_TO DO:_ Show every line of the records below that contains the word "also".

======== DATA SUPPLIED ========

PR #664, opened 2019-01-18
fix value_init_penalty comment

tommadams:


sethtroisi:
https://github.com/tensorflow/minigo/blob/2fc2b77b6fc055dae92c0fbb9d2d995b89a1e8b0/cc/eval.cc
was
also changed to 2.0 without the "[default]" being moved.

PR #665, opened 2019-01-19
Minigui changes to support LeelaZ & gomill-style control files

tommadams:
I've also started adding support for two players: the GTP connection passes a `player` field in the JSON blobs containing the name of the relevant engine.


minigui/control/leelaz.ctl
```diff
@@ -0,0 +1,8 @@
+players = {
+  "leelaz" : Player("../leela-zero/build/leelaz"
```
amj: relative path?

amj: maybe just assume they have it on $PATH

tommadams: These are just example .ctl files. I've added an comment to that effect.

PR #668, opened 2019-01-28
Avoid OOM on large trim operations, show progress

gitosaurus:
The number of batches to give to the multiprocessing pool
were being materialized, which caused it to OOM.  Changed
to create batches at the concurrency level only, and to
use `tqdm` to communicate progress.


gitosaurus:
> LGTM. nice progress bar!

It certainly is a nice progress bar. tqdm lgtm. Thanks for the tip!

PR #672, opened 2019-02-01
New requirements file for upcoming project

sethtroisi:


sethtroisi:
colab has a long list of preinstalled packages :)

========

_SOLUTION TO THE PROBLEM:_
also changed to 2.0 without the "[default]" being moved.
I've also started adding support for two players: the GTP connection passes a `player` field in the JSON blobs containing the name of the relevant engine.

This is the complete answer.